PR #2127, opened 2024-09-25
Beepsky can no longer see potential targets if they don't move

BurgerLUA:
https://www.youtube.com/watch?v=NOs116aoyo0

## About The Pull Request

If you haven't moved or clicked for the past 4 seconds, Beepsky won't be able to see you, unless you're already being hunted by them.

Damaging Beepsky (somehow) without clicking on them will still agro Beepsky to you. This only affects passive target acquisition. 

## Why It's Good For The Game

Hilarious fix to the problem of Beepsky running into situations while security is talking it out with the criminal.

## Proof Of Testing

I tested it. It just works.

This should be testmerged in case there is fuckery with other interactions or other funny exploits that I did not consider.

## Changelog

:cl: BurgerBB
balance: If you haven't moved or clicked for the past 4 seconds, Beepsky won't be able to see you, unless you're already being hunted by them.
/:cl:

### DIFF
--- a/code/modules/mob/living/simple_animal/bot/secbot.dm
+++ b/code/modules/mob/living/simple_animal/bot/secbot.dm
@@ -493,6 +493,12 @@
 		if((nearby_carbons.name == oldtarget_name) && (world.time < last_found + 100))
 			continue
 
+		//BUBBERSTATION CHANGE START: BEEPSKY IS A DINOSAUR NOW. CAN'T SEE YOU IF YOU DON'T MOVE.
+		if(nearby_carbons.next_move + (4 SECONDS) <= world.time && nearby_carbons.next_click + (4 SECONDS) <= world.time)
+			//Holding still for 4 seconds.
+			continue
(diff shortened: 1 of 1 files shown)


Majkl-J (commented):
My main concern with this is that it is extended a deprecated mob type and is probably gonna cause a maintenance burden or get removed once beepsky becomes a basic mob

Majkl-J:
Don't get me wrong I love this but that will be a future issue we need to account for before we go through with a merge

BurgerLUA:
> My main concern with this is that it is extending a deprecated mob type and is probably gonna cause a maintenance burden or get removed once beepsky becomes a basic mob

If it gets removed it can jus get re-added again.

Majkl-J (approved):
> If it gets removed it can just get re-added again.

I will try to remember this and tell you when the day beepsky becomes basic comes then. Otherwise I like it so ill leave this open for people and other maints to chime in and if no significant issue is brought up it's all good

StrangeWeirdKitten:
You'll have to modify whatever beepsky ai targetting behavior when it does eventually become basic. But otherwise this is a good change.

PR #2139, opened 2024-09-27
Reduces the Ion Rifle to a 1x1 Heavy EMP

StrangeWeirdKitten:
## About The Pull Request

Per title. The Ion rifle does a 3x3 Heavy EMP around its projectile and has 12 shots. The ion carbine is the same (smaller version orderiable via cargo)

## Why It's Good For The Game

A good point of spill over was brought up due to the 3x3 heavy ion radius of the rifles. They're armor piercing and can instant stun cyborgs. It takes around 4 shots to knockover a synthetic crewmember. This will make the guns more precisely targetted weapons and way more viable to use against events like fleshmind and without EMPing your own gear or your buddy's equipment as often.

## Proof Of Testing

I am the test (it works fine)

## Changelog

:cl:
balance: Due to budget cuts, handheld ion weaponry will only EMP in a 1x1 radius. 
/:cl:


StrangeWeirdKitten:
I'll keep the armory (heavier version) a 3x3

PR #2153, opened 2024-09-30
[TM-ONLY] Begins the long process of resetting announcer sounds to be more like /tg/ because I got annoyed once

Swiftfeather:
## About The Pull Request

back to tg announcers

There are 3.5 years of changes to all these sounds so I'm going to wait until the upstream is complete before I finalize this for a merge. 

## Why It's Good For The Game

please save me from the mortal coil

## Proof Of Testing

if it compiles and TM's and works we know it works

## Changelog

:cl:
sound: Began reversion to tg announcements and sounds.
/:cl:


StrangeWeirdKitten:
We'll need to narrow down the problematic sounds and probally just level them through Audacity or something. This really isn't an improvement at all since all the personality left the announcer.

Swiftfeather:
That was the whole intent, and the volume hasn't really been the main issue since the original tms, it's how long some of the announcers go and the fact that some things that don't really need announcers have them

Swiftfeather:
I'll do more with these later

WORK TASK ▸
Lines of the listing that include the string "just" are to be counted; state that count alone.

TASK ANSWER ▸
3